- **Task brief**
Quote exactly the lines spanning from the top of the data below to the line that contains "When i use elastica, and", including both.

§ §

Issue #1777, opened 2020-05-14
Trailing slash in host causes issues


BackEndTea:
When i use elastica, and configure my host to be `elastic.dev` everything is fine, but if i use `elastic.dev/` i'm unable to connect.

Maybe this normal for elastic, but it wasn't something i expected. My best guess would be that an `rtrim` on the host could fix this.

ruflin:
I remember some historical discussion around and there was a reason we did not trim. Unfortunately couldn't find it.

In general I'm in favor of no magic code but good errors. So I rather show an error the first time the config is not correct instead of fixing a potentially invalid config which might brake at a later stage.

fabianaromagnoli:
I experienced the opposite issue: when host is configured with trailing slash, everything works fine, while if the trailing slash is missing, I get a "Malformed URL" exception.

@ruflin What about trimmig and re-adding a slash, in order to be compliant with both host with and without trailing slash? Something like `$baseUri = rtrim($baseUri, '/') . '/';` in \Elastica\Transport\Http::exec

Sometimes you cannot simply change the host in your configuration, for instance when you use [symfony local webserver and you have a docker integration](https://symfony.com/doc/current/setup/symfony_server.html#docker-integration):

> When using the Symfony binary with php bin/console (symfony console ...), the binary will always use environment variables detected via Docker and will ignore local environment variables.[...]

In this case you have no power to change the value of the env variable.

ruflin:
@fabianaromagnoli Possible, but sounds like even more magic :-)

In the Docker case, who sets these environment variables? Who can change it?

jhuebner79:
Trailing dots in hostnames, very well a valid choice, also cause 403 from the remote end, when using signed requests towards AWS ElasticSearch domains.

Why is it a valid choice? To reduce DNS load in busy clusters as described here: https://medium.com/cloutive/production-ready-eks-coredns-configuration-6fea830606f8 - Solution 3

Should I create a separate issue? @ruflin

ruflin:
@jhuebner79 What is your preferred solution here?

jhuebner79:
I'd be the happiest if Elastica stripped the trailing dot during building the signed request, hoping it'll fix the issue. We strongly suspect this to be the reason for the 403s we see when using the trailing dot in the hostname given to Elastica.

jhuebner79:
[...]

PR #2161, opened 2023-05-16
Allow base url without ending slash

jaroslavtyc:
_Accept both with and without trailing slash URL as Elastic source._

I have spent few time to find out what is wrong with Elastic URL `https://foo:bar@elastic-dev.example.com`, getting error `Couldn't resolve host`
```
./bin/console fos:elastica:create

Creating bitbag_shop_product

In Http.php line 186:
                         
  Couldn't resolve host  
                         

fos:elastica:create [--index [INDEX]] [--no-alias]
```

Reason was missing trailing slash in URL, leading into invalid URL `https://foo:bar@elastic-dev.example.combitbag_shop_product` instead of correct `https://foo:bar@elastic-dev.example.com/bitbag_shop_product`

Suggested change ensures slash between base URL and request path (Elastic index name in this case).

### DIFF
--- a/src/Transport/Http.php
+++ b/src/Transport/Http.php
@@ -65,7 +65,10 @@ class Http extends AbstractTransport
             $requestPath = Util::escapeDateMath($requestPath);
         }
 
-        $baseUri .= $requestPath;
+        if ($requestPath !== '') {
+            $baseUri = rtrim('/', '');
+            $baseUri .= '/' . $requestPath;
+        }
 
         $query = $request->getQuery();
 


ruflin:
This reminds me of https://github.com/ruflin/Elastica/issues/1777 Can you check where we landed there? Need to read up on it again.

jaroslavtyc:
@ruflin In that issue I have found opposite problems

1. it is broken without trailing slash https://github.com/ruflin/Elastica/issues/1777#issuecomment-735692398
2. it is broken with trailing slash https://github.com/ruflin/Elastica/issues/1777#issue-617992054

My proposal is to make sure there is slash if and only if there will be path appended to host. It can be redundant if you solve somehow the https://github.com/ruflin/Elastica/issues/1777, but it will solve without any detect-server-and-client-expectations magic single problem now and will be harmless later.

ruflin:
Thanks for the clarification. I couldn't really think of a reason why there would ever be no `/` be needed in this situation except the path put in would start with a `/`. But then again, users don't put paths in but `indexNames` for example where `/` is not an allowed character. But now things become interesting: All tests fail so there seems to be a pretty strong side effect of this. Can you take a closer look on what happens?

Please also add a changelog entry.

PR #2170, opened 2023-05-31
Elasticsearch 8.8.0 stable

oleg-andreyev:


ruflin (approved):
Change LGTM.

We should discuss how we keep the README here up-to-date: https://github.com/ruflin/Elastica/blob/8.x/README.md?plain=1#L22 Should we just remove it and point to the workflow file?

PR #2175, opened 2023-06-16
Add more missing @throws tags

VincentLanglet:
Hi, @ruflin 

This is a follow up of https://github.com/ruflin/Elastica/pull/2152
I found some missing @throws tag.

get/set methods are throwing exceptions but I forgot to add the tag to related get/set methods.


ruflin:
thx!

§ §

- **Answer section**
Issue #1777, opened 2020-05-14
Trailing slash in host causes issues


BackEndTea:
When i use elastica, and configure my host to be `elastic.dev` everything is fine, but if i use `elastic.dev/` i'm unable to connect.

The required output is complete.